> _WHAT TO DO_
Scan the entries for the word "still". Every line that has it should be copied.

*** Opening DATA IN THIS EXERCISE ***

PR #11008, opened 2025-03-11
Move timeout to ECS instance

FinnIckler:
This will not make our overall deployment slower as this is a maximum value, if the server stops before that, it will not affect anything.


gregorbg (approved):

FinnIckler:
I have run terraform. I assume it will still take a couple of deployments until all of our instances are replaced

PR #11009, opened 2025-03-11
Prevent organizer from setting event limit to 0

dunkOnIT:
Until this PR, an organizer who set and un-set event restrictions would still have the value of 0 in the database for events_per_registration_limit - and this would trigger an error when they tried to register. 

This PR:
- adds some tests which were missing against validations which already existed
- prevents non-nil events_per_registration_limit if event_restrictions is false
- InputNumber for events_per_registration limit in competition form
  - sets the minimum value to 1 
  - makes it nullable


gregorbg:
Input fixes and validations plus tests are definitely cool, but please also consider the place where the frontend check blew up at runtime! i.e., the number input and reg checker validations during registration submission should only execute the `>` comparison if this limit is enabled in the first place

dunkOnIT:
registration_checker updates to only enforce `events_per_registration_limit` if `event_restrictions`

lib/registrations/registration_checker.rb
```diff
@@ -113,7 +113,8 @@ def validate_create_events!(request, competition)
           event_ids.present? && competition.events_held?(event_ids)
 
         event_limit = competition.events_per_registration_limit
-        raise WcaExceptions::RegistrationError.new(:forbidden, Registrations::ErrorCodes::INVALID_EVENT_SELECTION) if event_limit.present? && event_ids.count > event_limit
+        raise WcaExceptions::RegistrationError.new(:forbidden, Registrations::ErrorCodes::INVALID_EVENT_SELECTION) if
+          competition.event_restrictions && event_limit.present? && event_ids.count > event_limit
```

*** Closing DATA IN THIS EXERCISE ***

> _ANSWER SECTION_
I have run terraform. I assume it will still take a couple of deployments until all of our instances are replaced
Until this PR, an organizer who set and un-set event restrictions would still have the value of 0 in the database for events_per_registration_limit - and this would trigger an error when they tried to register. 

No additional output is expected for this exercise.